Density Functional Theory Study of Single-Atom V, Nb, and Ta Catalysts on Graphene and Carbon Nitride for Selective Nitrogen Reduction
Chunjin Ren, Qianyu Jiang, Wei Lin, Yongfan Zhang, Shuping Huang, Kaining Ding
Abstract
Electrocatalytic nitrogen fixation using single-atom catalysts (SACs) offers a promising strategy for the sustainable production of NH3. On the basis of density functional theory, we systematically explored the potential for N2 electroreduction of single-atom catalysts (SACs) covering V, Nb, and Ta transition metal (TM) centers supported by graphene and g-C3N4 substrates. The single Nb-atom embedded on g-C3N4 nanosheet possesses outstanding nitrogen reduction reaction (NRR) catalytic activity and exhibits better performance than graphene with a considerably smaller maximum ΔG value (0.05 eV).
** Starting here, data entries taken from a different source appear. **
PR #7530, opened 2026-04-22
Auth/pm 35392/master password service foundation

enmande:
## 🎟️ Tracking

[PM-35392](https://bitwarden.atlassian.net/browse/PM-35392)

## 📔 Objective

Introduces the `MasterPasswordService`, an orchestrating/coordinating surface for Master Password initial set and update operations.

No call sites are connected as part of this PR. For ease of review, those are specced in detail in connected tickets:
- [PM-35393](https://bitwarden.atlassian.net/browse/PM-35393) (Auth APIs)
- [PM-35394](https://bitwarden.atlassian.net/browse/PM-35394) (Admin Console APIs)
- [PM-35395](https://bitwarden.atlassian.net/browse/PM-35395) (Key Management APIs)

A suite of unit tests has been added for the service.

## 📸 Screenshots

N/A

[PM-35392]: https://bitwarden.atlassian.net/browse/PM-35392?atlOrigin=eyJpIjoiNWRkNTljNzYxNjVmNDY3MDlhMDU5Y2ZhYzA5YTRkZjUiLCJwIjoiZ2l0aHViLWNvbS1KU1cifQ
[PM-35393]: https://bitwarden.atlassian.net/browse/PM-35393?atlOrigin=eyJpIjoiNWRkNTljNzYxNjVmNDY3MDlhMDU5Y2ZhYzA5YTRkZjUiLCJwIjoiZ2l0aHViLWNvbS1KU1cifQ
[PM-35394]: https://bitwarden.atlassian.net/browse/PM-35394?atlOrigin=eyJpIjoiNWRkNTljNzYxNjVmNDY3MDlhMDU5Y2ZhYzA5YTRkZjUiLCJwIjoiZ2l0aHViLWNvbS1KU1cifQ
[PM-35395]: https://bitwarden.atlassian.net/browse/PM-35395?atlOrigin=eyJpIjoiNWRkNTljNzYxNjVmNDY3MDlhMDU5Y2ZhYzA5YTRkZjUiLCJwIjoiZ2l0aHViLWNvbS1KU1cifQ


src/Core/Auth/UserFeatures/UserMasterPassword/Data/SetInitialOrUpdateExistingPasswordData.cs
```diff
@@ -0,0 +1,43 @@
+﻿using Bit.Core.KeyManagement.Models.Data;
+
+namespace Bit.Core.Auth.UserFeatures.UserMasterPassword.Data;
+
+public class SetInitialOrUpdateExistingPasswordData
+{
+    public required MasterPasswordAuthenticationData MasterPasswordAuthentication { get; set; }
```
Patrick-Pimentel-Bitwarden: ⛏️ Unlock then authenticate

src/Core/Auth/UserFeatures/UserMasterPassword/Interfaces/IMasterPasswordService.cs
```diff
@@ -0,0 +1,206 @@
+﻿using Bit.Core.Auth.UserFeatures.UserMasterPassword.Data;
+using Bit.Core.Entities;
+using Bit.Core.Repositories;
+using Microsoft.AspNetCore.Identity;
+using OneOf;
+
+namespace Bit.Core.Auth.UserFeatures.UserMasterPassword.Interfaces;
+
+/// <summary>
+/// Centralized mutation point for all master password set, change, and rotate operations.
```
Patrick-Pimentel-Bitwarden:
```suggestion
/// Centralized mutation point for all master password set and update operations.
```

src/Core/Auth/UserFeatures/UserMasterPassword/Interfaces/IMasterPasswordService.cs
```diff
@@ -0,0 +1,206 @@
...
+/// Provides consistent validation, password hashing, and timestamp management across every
+/// flow that establishes or updates a user's master password.
+///
+/// <strong>Compositional, not orchestrating.</strong> This service handles CRUD-like mutations
```
Patrick-Pimentel-Bitwarden: ⛏️  Could you double check how this \<strong> tag renders for you? In rider it doesn't format properly and maybe these are taking up valuable space.

Image

src/Core/Auth/UserFeatures/UserMasterPassword/MasterPasswordService.cs
```diff
@@ -0,0 +1,280 @@
...
+        EnsureUserIsHydrated(user);
+        var result = await PrepareSetInitialMasterPasswordAsync(user, setInitialData);
+        if (result.IsT1)
+        {
+            return result.AsT1;
+        }
+
+        await _userRepository.ReplaceAsync(user);
+
+        return user;
```
Patrick-Pimentel-Bitwarden: ❓ Would this be a better approach for all the returns? This way it's clear we are using the output of the function call. It's meaningless now but I think there's a smell here to possibly either comment on or change.
```suggestion
        return result.AsT0;
```

src/Infrastructure.Dapper/Repositories/UserRepository.cs
```diff
@@ -488,6 +488,9 @@ public UpdateUserData SetMasterPassword(Guid userId, MasterPasswordUnlockData ma
                     RevisionDate = timestamp,
                     AccountRevisionDate = timestamp,
                     MasterPasswordSalt = masterPasswordUnlockData.Salt
+                    // TODO (PM-35501): Add SecurityStamp so the rotation done in
```
Patrick-Pimentel-Bitwarden, line 491: Comment for LastKeyRotationDate was deleted here. That also needs to be added in 34905


```suggestion
                    // TODO (PM-34905): Add LastPasswordChangeDate here
                    // TODO (PM-35501): Add SecurityStamp so the rotation done in
```

src/Infrastructure.EntityFramework/Repositories/UserRepository.cs
```diff
@@ -563,6 +563,9 @@ public UpdateUserData SetMasterPassword(Guid userId, MasterPasswordUnlockData ma
             userEntity.RevisionDate = timestamp;
             userEntity.AccountRevisionDate = timestamp;
             userEntity.MasterPasswordSalt = masterPasswordUnlockData.Salt;
+            // TODO (PM-35501): Persist SecurityStamp so the rotation done in
```
Patrick-Pimentel-Bitwarden, line 566: Missing LastPasswordChangeDate comment too just like dapper

src/Core/Auth/UserFeatures/UserMasterPassword/MasterPasswordService.cs
```diff
@@ -0,0 +1,280 @@
...
+                var validate = await ValidatePasswordInternalAsync(user,
+                    setInitialData.MasterPasswordAuthentication.MasterPasswordAuthenticationHash);
+                if (!validate.Succeeded)
+                {
+                    throw new BadRequestException(
+                        string.Join("; ", validate.Errors.Select(e => e.Description)));
+                }
+            }
+
+            if (setInitialData.RefreshStamp)
```
Patrick-Pimentel-Bitwarden, line 121: ❓ Do we want to also set the LastPasswordChangeDate here too as a quick fix until addressed later?

Patrick-Pimentel-Bitwarden (commented):
I can't begin to say how giddy I am with the changes you've made. I'm so stoked to see that the job you've done is top notch. Thank you 🙏 

1. Do a verbiage check to make sure we are always using set initial or update existing. No concept of "change" anymore as it's ambiguous and we need to be crystal clear about the operations we are performing. This will be feedback to bring into all the rest of the prs as well.
2. ⛏️ Throughout the MasterPasswordService I left comments on some of the operations happening throughout the set initial and update existing functions and didn't make the comments uniform. Would you mind addressing that? For example the `PrepareSetInitialMasterPasswordAsync` says `// Update time markers on the user` but I omitted that on `PrepareUpdateExistingMasterPasswordAsync`.

src/Core/Auth/UserFeatures/UserMasterPassword/Data/SetInitialOrUpdateExistingPasswordData.cs
enmande: Updated throughout for declarative uses in [b7db39b](https://github.com/bitwarden/server/pull/7530/commits/b7db39bb308744cb5d5c5933006767d940ea360b).
As a follow-up: that changeset is pretty comprehensive if we want to ensure we're thinking of them in order, and _always looking for the pair_, which captures their relationship (dependency/causality). `Unlock` is a source of truth, `Authentication` is derivative. It's a smell throughout the calling layer if we don't see these two together. 
_However_ we have some internals/method bodies like in `PrepareSetInitialMasterPasswordAsync`, where we interrogate `Authentication` first -- it's the validation step before we start working with the key and returning the `user`, for example. I _think_ as-is, this is more readable and appropriate, but it does raise a slight inversion of the principle. 99% of the time, this should be out of sight, and is each piece doing its job. But I do want to make sure I also understand all the reasons why this is an important distinction of _unlock then authenticate_.

src/Core/Auth/UserFeatures/UserMasterPassword/Interfaces/IMasterPasswordService.cs
enmande: Interesting! It did render for me in VSCode. _However_, `<strong>` [is not a standard tag](https://learn.microsoft.com/en-us/dotnet/csharp/language-reference/xmldoc/recommended-tags), so it needs to go. I've re-fit these with, e.g., `<term>`, and other tags which are both standard, and do a more technical job of pulling the semantic weight in ba43405.

src/Core/Auth/UserFeatures/UserMasterPassword/Interfaces/IMasterPasswordService.cs
enmande: Fixed this instance in ba43405. Need to go over tomorrow with a broader net, so please leave this comment unresolved for now; I will follow up when satisfied with the whole.

src/Core/Auth/UserFeatures/UserMasterPassword/Data/SetInitialOrUpdateExistingPasswordData.cs
Patrick-Pimentel-Bitwarden: Yeah I think it's great to see where the pattern falls apart. In that 1% we should have a comment as to why we can omit the missing check/validation etc to call attention to why we _have_ to stray away. Looks great 👍

src/Core/Auth/UserFeatures/UserMasterPassword/Interfaces/IMasterPasswordService.cs
enmande: This should be wrapped up with 22731cb. 
With this change, _operations_ should be consistently couched in set/update language. References to _value comparison for the sake of validation_ consistently use "change" to signal difference (e.g., a salt has changed at time of check and violated consistency, expect the validation to fail). Open to making this be a different verb, but for example "salt remains unchanged" feels neater than "salt is not allowed to _differ_" or similar in validation-focused comments. LMK if you want this iterated on!

src/Core/Auth/UserFeatures/UserMasterPassword/Data/SetInitialOrUpdateExistingPasswordData.cs
enmande: Thanks! In 22731cb, I added [an explicit comment around internals](https://github.com/bitwarden/server/pull/7530/changes/22731cb10f8cfc65dff32bc853eccd72038c6fa3#diff-bbf583c2f1c386eb94d50a66f23b682e8945d126cfa8cfbf5bee310d579fbba1R110).

src/Core/Auth/UserFeatures/UserMasterPassword/MasterPasswordService.cs
enmande: You're right, and I updated this in 58ffe45.
I leaned into `user` because personally I'm not a fan of the ordinal handling of returns from `OneOf`; I find them a little wonky for reading. _However_, I can see this is both a consistent pattern in the codebase where `OneOf` is used, _and_ is absolutely more true to the reading of the method internals: "We performed an operation on user, got a result, use the result."

Patrick-Pimentel-Bitwarden: What we could do is once we know the result is not an error we could assign a var user = result.T0; That keeps the readability up. If we ever **do** create a new user object separate from the one we pass in from the params then we'll be covered there. Thoughts?

src/Core/Auth/UserFeatures/UserMasterPassword/Interfaces/IMasterPasswordService.cs
```diff
@@ -0,0 +1,206 @@
...
+    /// <param name="updateExistingExistingData">
+    /// Cryptographic and authentication data for the updated password and KDF parameters,
+    /// including <c>MasterPasswordUnlock</c>, <c>MasterPasswordAuthentication</c>,
+    /// and control flags <c>ValidatePassword</c> and <c>RefreshStamp</c>.
+    /// </param>
+    /// <returns>
+    /// On success, the modified <see cref="User"/>. On failure, an array of
+    /// <see cref="IdentityError"/> describing validation failures.
+    /// </returns>
+    Task<OneOf<User, IdentityError[]>> SaveUpdateExistingMasterPasswordAndKdfAsync(User user, UpdateExistingPasswordAndKdfData updateExistingExistingData);
```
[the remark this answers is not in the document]
enmande: Fixed in bf82f2e.

src/Infrastructure.EntityFramework/Repositories/UserRepository.cs
enmande: Restored in d9b98b3.

src/Infrastructure.Dapper/Repositories/UserRepository.cs
enmande: Restored in d9b98b3.

src/Core/Auth/UserFeatures/UserMasterPassword/MasterPasswordService.cs
enmande: In 58ffe45, I have updated all the uses of `OneOf` to continue the use of `result.AsTx` throughout. We could introduce an intermediary variable for readability; I'll use the open/broader review to get feedback on that because I _like_ the readability of an intermediary, but I _think_ I see the ordinal type `result.AsTx` being the prevailing pattern, and it's' a more direct through-line. End of the day, either is more correct and durable than re-using `user`. 😅

src/Core/Auth/UserFeatures/UserMasterPassword/MasterPasswordService.cs
enmande: I don't think so; I think we need to let the database handle that as persistence layer. It's a strong argument to fast-follow with [PM-34905](https://bitwarden.atlassian.net/browse/PM-34905) for consistency, but I think it belongs only there.

src/Core/Auth/UserFeatures/UserMasterPassword/Data/UpdateExistingPasswordAndKdfData.cs
```diff
@@ -0,0 +1,55 @@
...
+        if (user.UsesKeyConnector)
+        {
+            throw new BadRequestException("Cannot update password of a user with Key Connector.");
+        }
+
+        // Do not validate if kdf is the same here on the user because we are changing it.
+
+        // Validate Salt is unchanged for user
+        MasterPasswordUnlock.ValidateSaltUnchangedForUser(user);
+        MasterPasswordAuthentication.ValidateSaltUnchangedForUser(user);
```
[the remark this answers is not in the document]
enmande: This is a good finding _in isolation_, however not applicable to this PR as written.
KDF-change path is layered on purpose; `ChangeKdfCommand` is responsible for KDF consistency in a change path. [PM-35395](https://bitwarden.atlassian.net/browse/PM-35395) documents this cleanly and lays out steps for implementation _after_ this service is merged. To do _that_ validation here would improperly apply the domain boundary.

src/Core/Auth/UserFeatures/UserMasterPassword/Interfaces/IMasterPasswordService.cs
```diff
@@ -0,0 +1,209 @@
...
+/// <para>Source of truth: On SET, the client is the source of truth. On UPDATE,
+/// the server is the source of truth for fields that must not change — it validates the client's
+/// values match what's stored before applying the update.</para>
+/// </summary>
+internal interface IMasterPasswordService
+{
+    /// <summary>
+    /// Inspects the user's current state and dispatches to either
+    /// <see cref="PrepareSetInitialMasterPasswordAsync"/> or
+    /// <see cref="PrepareUpdateExistingMasterPasswordAsync"/> accordingly.
```
JaredSnider-Bitwarden, line 79: 🎨 : the other methods detail "Use for flows that..." but this one does not.

src/Core/Auth/UserFeatures/UserMasterPassword/Interfaces/IMasterPasswordService.cs
```diff
@@ -0,0 +1,209 @@
...
+///   </item>
+///   <item>
+///     <c>Build*</c> Returns a deferred <see cref="UpdateUserData"/> delegate for
+///     <see cref="IUserRepository.UpdateUserDataAsync"/> batch transactions. Use when the
+///     password set is part of a larger transactional write that must succeed or fail atomically
+///     (e.g. TDE key + password in a single SQL transaction)
+///   </item>
+/// </list>
+///
+/// <para>Set vs Update contract:</para>
```
JaredSnider-Bitwarden: Per sync discussion, can we improve these headers with a bit more context before we jump in the great explanations below.

src/Core/Auth/UserFeatures/UserMasterPassword/Interfaces/IMasterPasswordService.cs
```diff
@@ -0,0 +1,209 @@
...
+    /// <see cref="IdentityError"/> describing validation failures.
+    /// </returns>
+    Task<OneOf<User, IdentityError[]>> PrepareSetInitialMasterPasswordAsync(User user, SetInitialPasswordData setInitialPasswordData);
+
+    /// <summary>
+    /// Note: This is to be used in the future when a TDE user wants to set a password with self-service.
+    ///
+    /// Applies a new initial master password to the <paramref name="user"/> object and persists
+    /// the updated user. Use when no external transaction coordination is needed.
+    /// </summary>
```
JaredSnider-Bitwarden, line 163: 🎨 : should this have the same requirement details that the other methods do?

src/Core/Auth/UserFeatures/UserMasterPassword/Interfaces/IMasterPasswordService.cs
```diff
@@ -0,0 +1,209 @@
...
+    /// On success, the modified <see cref="User"/>. On failure, an array of
+    /// <see cref="IdentityError"/> describing validation failures.
+    /// </returns>
+    Task<OneOf<User, IdentityError[]>> PrepareUpdateExistingMasterPasswordAsync(User user, UpdateExistingPasswordData updateExistingData);
+
+    /// <summary>
+    /// Applies a new master password and updated KDF parameters over the user's existing ones
+    /// and persists the updated user to the database. Salt must remain unchanged; KDF 
+    /// validation is intentionally skipped. Use for KDF rotation flows.
+    /// </summary>
```
JaredSnider-Bitwarden, line 274: 🎨 : what do you think about creating a standardized template for each method for stuff like:
1. What the method does
2. When it is expected to be used or the flow
3. What the requirements are for calling it (i.e., user must not have password)

src/Core/Auth/UserFeatures/UserMasterPassword/Data/UpdateExistingPasswordAndKdfData.cs
```diff
@@ -0,0 +1,55 @@
...
+            throw new BadRequestException("User does not have an existing master password to update.");
+        }
+
+        // KDF parameters govern how the master password is stretched into the encryption key.
+        // Key Connector replaces the master password entirely — the encryption key is managed
+        // by an external service — so KDF rotation has no meaningful target. The existing
+        // ChangeKdfCommand blocks this implicitly (CheckPasswordAsync fails against a null
+        // master password), but this guard makes the categorical inapplicability explicit.
+        // Note: org owners/admins cannot be KC users (enforced at conversion time in
+        // UserService.CheckCanUseKeyConnector), so no role-based edge case exists.
```
JaredSnider-Bitwarden, line 53: Thank you for documenting this. That was my immediate thought.

src/Core/Auth/UserFeatures/UserMasterPassword/Data/SetInitialOrUpdateExistingPasswordData.cs
JaredSnider-Bitwarden, line 1: Should thishave similar top level class docs for answering the question detailed here: https://github.com/bitwarden/server/pull/7530/changes#r3138835307
about which flows are expected to use this model?

src/Core/Auth/UserFeatures/UserMasterPassword/Interfaces/IMasterPasswordService.cs
JaredSnider-Bitwarden, line 1: Per sync discussion, let's add a TODO: to replace `OneOf` with .NET 10's union.

JaredSnider-Bitwarden, line 1: Stellar docs. 🏅

src/Core/Auth/UserFeatures/UserMasterPassword/MasterPasswordService.cs
```diff
@@ -0,0 +1,304 @@
...
+    {
+        EnsureUserIsHydrated(user);
+        setInitialData.ValidateDataForUser(user);
+
+        // Note: Keep "unlock and authenticate" pattern in mind.
+        // We name "unlock" first as a naming convention,
+        // e.g., MatherPasswordUnlockAndAuthenticationDataModel. 
+        // The two are complimentary, but mechanically Authenticate comes first.
+        // Eager validation keeps the logic easier to reason about. 
+        // Authentication is the mechanism for validation, unlock is the capability.
```
JaredSnider-Bitwarden: ❓ : I understand this comment in isolation, but I'm struggling to reason about how it relates to the code immediately after it?

src/Core/Auth/UserFeatures/UserMasterPassword/Interfaces/IMasterPasswordService.cs
enmande: Applied in b799072.

src/Core/Auth/UserFeatures/UserMasterPassword/MasterPasswordService.cs
```diff
@@ -0,0 +1,304 @@
...
+        EnsureUserIsHydrated(user);
+        setInitialData.ValidateDataForUser(user);
+
+        // Note: Keep "unlock and authenticate" pattern in mind.
+        // We name "unlock" first as a naming convention,
+        // e.g., MatherPasswordUnlockAndAuthenticationDataModel. 
+        // The two are complimentary, but mechanically Authenticate comes first.
+        // Eager validation keeps the logic easier to reason about. 
+        // Authentication is the mechanism for validation, unlock is the capability. 
+        var result = await UpdateExistingPasswordHashAsync(
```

The single Nb atom on g-C3N4 with more negative valence provides structural advantages for hosting empty d-orbitals for strong N2 and N2H adsorption, as well as more single d-electrons to further promote back-donation to activate the N≡N triple bond. This work may be helpful in developing more effective TM-based SACs for N2 reduction through varying substrate effect toward the same single-atom catalysts.